Which of the lines below holds the string "qiskit"? Copy every line that does.

DATASET CONTENT =
================================

PR #12906, opened 2024-08-05
Internally importing `qiskit.providers.backend.Backend` should not raise `DeprecationWarning`

### LINKED ISSUE #12902: Importing BackendV2 results in a deprecation warning of `qiskit.providers.models`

================================

PROBLEM SOLUTION =
Internally importing `qiskit.providers.backend.Backend` should not raise `DeprecationWarning`
### LINKED ISSUE #12902: Importing BackendV2 results in a deprecation warning of `qiskit.providers.models`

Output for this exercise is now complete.